Wednesday, April 01, 2015

Medieval Maps of Jerusalem - Church of the Holy Sepulchre

Cloister of the Redeemer Church
Last Friday I visited the Old City with a friend, and one of the places I went was a small museum in the cloister of the Church of the Redeemer, the Lutheran Church that was built in the Muristan in the late 19th century. The church is built on the site of the 12th century Latin Church of Mary, and it's very close to the Church of the Holy Sepulchre. In the museum, there was a facsimile of a map from a medieval manuscript of a pilgrim's visit to Jerusalem late in the 7th century (ca. 670). The pilgrim was Arculf, a Frankish bishop who had visited the holy places.

From the Encyclopedia Britannica (online), the entry on Arculf:
Arculf, (flourished 7th century, Germany), bishop who was the earliest Western Christian traveler and observer of importance in the Middle East after the rise of Islām. Although he most likely was connected with a monastery, some believe he was the bishop of Périgueux, Aquitaine. 
On his return from a pilgrimage to the Holy Land (c. 680),  Arculf was driven by storm to Scotland and so arrived at the Hebridean island of Iona, where he related his experiences to his host, Abbot St. Adamnan. Adamnan’s narrative of Arculf’s journey, De locis sanctis, came to the attention of the Venerable Bede, who inserted a brief summary of it in his Ecclesiastical History of the English People.
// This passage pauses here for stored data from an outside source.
PR #13704, opened 2021-11-16
Update xdsp_17_universal.ino

mikep1998:
Compile error fix in  init_uDisplay

## Description:

## Checklist:

### DIFF
--- a/tasmota/xdrv_13_display.ino
+++ b/tasmota/xdrv_13_display.ino
@@ -67,7 +67,7 @@ struct MULTI_DISP {
   uint8_t used;
 } displays[MAX_MULTI_DISPLAYS];
 uint8_t cur_display;
-Renderer *Init_uDisplay(const char *desc, int8_t cs = -1);
+Renderer *Init_uDisplay(const char *desc, int8_t cs);
 
 void Set_display(uint8_t index) {
   displays[index].display = renderer;
@@ -631,7 +631,7 @@ void DisplayText(void)
                           srot = Settings->display_rotate;
                           Settings->display_rotate = rot;
                         }
-                        renderer = Init_uDisplay(fdesc);
+                        renderer = Init_uDisplay(fdesc, -1);
                         if (rot >= 0) {
                           Settings->display_rotate = srot;
                         }
--- a/tasmota/xdrv_52_3_berry_display.ino
+++ b/tasmota/xdrv_52_3_berry_display.ino
@@ -24,7 +24,7 @@
 #include <berry.h>
 
 #ifdef USE_UNIVERSAL_DISPLAY
-Renderer *Init_uDisplay(const char *desc, int8_t cs = -1);
+Renderer *Init_uDisplay(const char *desc, int8_t cs);
 #endif //  USE_UNIVERSAL_DISPLAY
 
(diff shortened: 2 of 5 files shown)


mikep1998:
Maybe there is a better way feel free to change.

Jason2866:
Which setup generates a compile error? I ask since i use Udisplay and i do not have.

mikep1998:
Sorry I should have included the setup in the description. 

ili9488 and universal display caused the error. 
Init_uDisplay was declared in ili9488 with the default parameter. But universal display was not and compile error was detected at current line 438     Init_uDisplay(nullptr);  did not have the second parameter defined.

Thanks

Jason2866:
Thx, using udisplay driver and still needing a driver for the ili9488 !?
@gemu2015 why is this neccessary?

s-hadinger:
Agreed. We should start removing libs if they are not used anymore and superseeded bynthe more general universal driver

mikep1998:
Sorry I'm not using ili9488.

I'm using xdrv_54_lvgl.ino and universal display.

mikep1998:
Is there any documentation on how to configure the display drivers which to use and not use?

Jason2866:
My question is why is `xdsp_08_ILI9488_UD.ino` in general there?
Universal display driver should not need a extra specifc display driver for a display.

Jason2866:
@mikep1998 let us move to Discord channel displays

barbudor:
@mikep1998 
There is a much simpler fix to your compile problem
In `xdrv_13_display.ino`
Move line 70:
```
Renderer *Init_uDisplay(const char *desc, int8_t cs = -1);
```
above line 52:
```
int16_t disp_ypos = 0;

Renderer *Init_uDisplay(const char *desc, int8_t cs = -1);

#ifdef USE_MULTI_DISPLAY
```
et voilà !
And we can keep calls with defaults

s-hadinger:
Thanks but finally we propose to simply remove ILI9488 driver since it's ni more needed and remove the second parameter.

mikep1998:
closed in favor of using ```Removed ILI9488 driver in favor of Universal Display Driver #13719```

gemu2015:
> Thx, using udisplay driver and still needing a driver for the ili9488 !?
> @gemu2015 why is this neccessary?

before universal display we could select a display driver by its appropriate chip select and the command "displaymodel"
this _ud driver is a template how the original drivers could be removed by maintaining the CS mechanism and use universal driver.

especially in 1M esp8266 devices without a filesystem this enables the use of display.bins with many drivers included.

in principle we could convert all drivers which have a display descriptor into such _UD driver versions and remove the original drivers.

there are however some limitations.

e.g. the original st7789 driver can select 3 different resolutions by software while the universal driver must switch descriptor for that.

i selected the ili9488 as an example because as far as i know there a no variants of this display with other resolutions on the market.

s-hadinger:
Thanks @gemu2015 
Still I think we should progressively move out of specific drivers and keep only universal driver, and switch templates if needed. It fits beautifully well with new Autoconfig feature.

I understand it may cause some difficulties for ESP8266 with 1MB Flash. But those devices are of the past and not a sufficient reason to keep too much legacy code.

PR #16728, opened 2022-10-05
size option on picture download

gemu2015:
## Description:

allows to download different picture size than video.
ip/wc.jpg?s=X   (1 ..13)

+ adds camera chip id info message

## Checklist:

### DIFF
--- a/tasmota/tasmota_xdrv_driver/xdrv_81_esp32_webcam.ino
+++ b/tasmota/tasmota_xdrv_driver/xdrv_81_esp32_webcam.ino
@@ -109,12 +109,16 @@
 #include "esp_camera.h"
 #include "sensor.h"
 #include "fb_gfx.h"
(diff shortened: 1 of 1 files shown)


Jason2866:
@gemu2015  What was the reason for closing the PR?

gemu2015:
it worked only with esp32-s3 not with standard esp32
and after checking the webcam sources i realized that there would be much more work to get it working on all  variants, even on esp32-s3 there were too much restrictions.
my goal was to not disturb streaming video.

it would however be easy to implement this by stopping streaming
deiniz the driver
init with new resolution
get the picture 
deiniz  the driver again
and reinit with original resolution.
this would work with all variants
but would however stop the video stream for about a second

i will probably implement this in the future when i am back
i will be traveling for several weeks and be back in end of november

PR #16762, opened 2022-10-08
Update bg_BG.h

StoyanDimitrov:
## Description:
Translation update


StoyanDimitrov:
What is the meaning of D_CURRENT_NEUTRAL and D_CT_POWER?

arendst:
> What is the meaning of D_CURRENT_NEUTRAL and D_CT_POWER

D_CURRENT_NEUTRAL  = "Current Neutral". The current flowing to the neutral power line. Text needs to be short as it is displayed in the GUI. See below.
D_CT_POWER = "CT Power" where CT is a "Current Transformer" but do not translate this to a long text form as it will ruin the GUI display. Hence short form.

sfromis:
Ideally, well-balanced 3-phase would have no current on the neutral wire (which then would not be needed), but the 3 phases may be in use for different purposes.

StoyanDimitrov:
I'll keep than in mind for the next iteration.

PR #16772, opened 2022-10-09
Epoch in Berry time map

sfromis:
When handling time and intervals in Berry, I found no feature for getting from parsing a string timestamp to the calculation-friendly epoch value, only to the map of broken-down time fields. When getting data from the outside, like a MQTT subscription, time stamps are usually in human-readable text format, which is great, but when doing programming, like a simple duration between two timestamps, having the epoch is highly useful.

@s-hadinger - Do you agree with this enhancement, or does it "need improvement"?

## Description:

No issue fixed, but I suggested this small enhancement on Discord some time ago.
https://discord.com/channels/479389167382691863/826169659811168276/984930495848665119

## Checklist:
  - [*] The code change is tested and works with Tasmota core ESP32 V.2.0.5


s-hadinger:
Good with me, thankg

PR #16802, opened 2022-10-12
 fix stack overflow vulnerability

winmin:
## Description:

fix stack overflow vulnerability exists in the rtsp module in libesp32


WinMin:
swing of Chaitin Security Research Lab

PR #16833, opened 2022-10-15
Adding support multiple GPIO for DS18x20 sensors. Aliases of DS18x20 optimization.

md5sum-as:
## Description:
Adding support multiple GPIO for DS18x20 sensors. 
To enable this function, use the DS18x20_MULTI_GPIOs flag in my_user_config.h or user_config_override.h
Discussion: #16811
Optimization a code in xsns_05_ds18x20.ino and xsns_05_esp32_ds18x20.ino in function Ds18x20Name()

## Checklist:

### DIFF
--- a/tasmota/tasmota_xsns_sensor/xsns_05_ds18x20.ino
+++ b/tasmota/tasmota_xsns_sensor/xsns_05_ds18x20.ino
@@ -2,8 +2,7 @@
   xsns_05_ds18x20.ino - DS18x20 temperature sensor support for Tasmota
 
   Copyright (C) 2021  Theo Arends
-  Supplement by md5sum-as (https://github.com/md5sum-as)
-
+ 
   This program is free software: you can redistribute it and/or modify
   it under the terms of the GNU General Public License as published by
   the Free Software Foundation, either version 3 of the License, or
@@ -16,6 +15,8 @@
 
   You should have received a copy of the GNU General Public License
   along with this program.  If not, see <http://www.gnu.org/licenses/>.
+
+  Updated by md5sum-as (https://github.com/md5sum-as)
 */
 
 #ifdef ESP8266
@@ -59,14 +60,14 @@ struct {
   float temp_sum;
   uint16_t numread;
   uint8_t address[8];
+  uint8_t index;
+  uint8_t valid;
 #ifdef DS18x20_USE_ID_ALIAS
   uint8_t alias;
 #endif //DS18x20_USE_ID_ALIAS  
 #ifdef DS18x20_MULTI_GPIOs
   int8_t pins_id = 0; 
 #endif //DS18x20_MULTI_GPIOs
-  uint8_t index;
-  uint8_t valid;
 } ds18x20_sensor[DS18X20_MAX_SENSORS];
 
 #ifdef DS18x20_MULTI_GPIOs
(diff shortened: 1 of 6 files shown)


tasmota/tasmota_xsns_sensor/xsns_05_ds18x20.ino
```diff
@@ -446,15 +510,14 @@ void Ds18x20Name(uint8_t sensor) {
...
+uint8_t print_ind = sensor +1;
 #ifdef DS18x20_USE_ID_ALIAS
     if (ds18x20_sensor[sensor].alias) {
-      snprintf_P(DS18X20Data.name, sizeof(DS18X20Data.name), PSTR("DS18Alias%c%d"), IndexSeparator(), ds18x20_sensor[sensor].alias);
-    } else {
-#endif
-    snprintf_P(DS18X20Data.name, sizeof(DS18X20Data.name), PSTR("%s%c%d"), DS18X20Data.name, IndexSeparator(), sensor +1);
-#ifdef DS18x20_USE_ID_ALIAS
+      snprintf_P(DS18X20Data.name, sizeof(DS18X20Data.name), PSTR("DS18Sens"));
+      print_ind = ds18x20_sensor[sensor].alias;
```
barbudor, line 517: Changing from "DS18Alias" to "DS18Sens" is now a breaking change
I know you introduced that recently so probably not much is use yet but just raising the point

tasmota/tasmota_xsns_sensor/xsns_05_ds18x20.ino
```diff
@@ -63,8 +65,20 @@ struct {
...
 
+#ifdef DS18x20_MULTI_GPIOs
+struct {
+  int8_t pin = 0;            // Shelly GPIO3 input only
+  int8_t pin_out = 0;        // Shelly GPIO00 output only
+  bool dual_mode = false;    // Single pin mode
+} ds18x20_gpios[MAX_DSB];
+uint8_t ds18x20_ngpio = 0;    // Count of GPIO found
+#endif
+
```
barbudor, line 81: Why introducing a new data structure instead of modulating the size of the existing `DS18X20Data` between `[1]` and `[MAX_DSB]` 
That should simplify the rest of the code

barbudor (commented):
I've put some comments because I think this could be optimized and impact on code size reduced

tasmota/tasmota_xsns_sensor/xsns_05_ds18x20.ino
md5sum-as: Yes, I recently added this functionality and it hasn't been released yet. DS18Sens is a more correct name. I will try to avoid such edits. Also fixed aliases output to the accepted style.

tasmota/tasmota_xsns_sensor/xsns_05_ds18x20.ino
md5sum-as: The new structure uses only 12 bytes of RAM. DS18X20Data uses 22 bytes and increasing to 4 copies will add another 66 bytes.
And will also have to pass GPIO numbers to all low-level functions: OneWire1ReadBit(void), OneWire2ReadBit(void), OneWireWriteBit(uint8_t v), OneWireReset(void). Such changes can lead to a significant increase in the final code.

barbudor: That's what I was wondering : passing some parameters to function vs copying

md5sum-as: I made a test module, replaced copying with transferring the index of the gpio array. 
With copying use 687300 bytes of flash.
With passing the parameter to the low-level functions 687364 bytes of flash. 
Loss of 64 bytes.

barbudor: Thanks for trying

arendst:
Set to on hold to merge after next release.

PR #16837, opened 2022-10-15
INA219 enhancement : any shunt value

barbudor:
## Description:

This improve the INA219 driver by allowing any value for the shunt resistor as well as different value for each of the 4 possible sensors. With a bit of refactoring the code increase is limited to 276 bytes.
No impact on settings but a system#boot rule is required for the new feature.
No breaking change for existing settings.

Original legacy configuration (saved in setting):
`Sensor13 0..2` : Default behavior using default shunt resistor of 0.1 ohm, same shunt for every INA219
`Sensor13 10..255` : Allow some other values but limited by a 1-byte encoding, same shunt for every INA219
Improved configuration:
`Sensor13 0, rshunt1, rshunt2, rshunt3, rshunt4` : Allow to specify the shunt resistor in ohm for each INA219
Note: The shunt are NOT saved in flash settings (no cost) so they must be set at each boot using an `on system#boot` rule.

## Checklist:

### DIFF
--- a/tasmota/my_user_config.h
+++ b/tasmota/my_user_config.h
@@ -598,6 +598,7 @@
     #define USE_VEML6070_SHOW_RAW                // VEML6070, shows the raw value of UV-A
 //  #define USE_ADS1115                            // [I2cDriver13] Enable ADS1115 16 bit A/D converter (I2C address 0x48, 0x49, 0x4A or 0x4B) based on Adafruit ADS1x15 library (no library needed) (+0k7 code)
 //  #define USE_INA219                             // [I2cDriver14] Enable INA219 (I2C address 0x40, 0x41 0x44 or 0x45) Low voltage and current sensor (+1k code)
+  //  #define INA219_SHUNT_RESISTOR (0.100)        // 0.1 Ohm default shunt resistor, can be overriden in user_config_override or using Sensor13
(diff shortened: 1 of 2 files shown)


Longlife4ever:
Hi, is there a way to use a shunt with 0.5 mOhm?
"Sensor 13 10" is the smallest value for 1 mOhm.
I have two nice resistors here that I would like to use.

barbudor:
Yes
Using the improved configuration from this PR
For 0.5 mOhm you need to use:
```
sensor13 0, 0.0005
```
As said this is NOT saved in flash so you must have a boot rule such as
```
Rule1 on system#init do sensor13 0, 0.0005 endon
Rule1 1
```

Looks like I forgot to update the doc. Will that now

Longlife4ever:
ok, thank you very much.
I couldn't find it's the documentary. There was only the possibility over the values

10..255: Define custom shunt resistor encoded as a decimal number RRM such that Rshunt = RR * 10^M milliohm

I guess I overlooked it in this PR. But it's good that it was noticed.
Would be good to describe it at https://tasmota.github.io/docs/Commands/#sensors as well.
I`ll try it 👍

barbudor:
Docs is now updated. See "3)" in https://tasmota.github.io/docs/Commands/#sensors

Bede also wrote a separate and longer digest that endured throughout the Middle Ages as a popular guidebook to the Eastern holy places. 
Among the places Arculf visited were the sacred sites of Judaea, Samaria, and Galilee; Damascus and Tyre; and the Nile River and the volcanic Aeolian Islands (modern Eolie Islands). He drew plans of the churches of the Holy Sepulchre and of Mount Zion in Jerusalem, of the Ascension on Olivet, and of Jacob’s Well at Shechem. His records also include the first form of the story of St. George, patron saint of England.
This illustration is from a 9th century manuscript of De Locis Sanctis, Vienna, Austrian National Library codex 458, f. 4v. The circular area to the left is the Anastasis, the rotunda where the sepulchre itself is located. Outside the rotunda, to the right, is an enclosed rectangle which has the caption "Golgatha" above it - this is the traditionally accepted place of the crucifixion, according to Christian tradition.

Another illustration is found in a different manuscript.

I don't know which plan is original to Arculf or Adamnan, or closest to the original plan.

City of Jerusalem in the Madaba mosaic map. Damascus Gate and
the Church of the Holy Sepulchre are both marked.

My last photo is of the roof of the current-day Church of the Holy Sepulchre, where monks from Ethiopia live.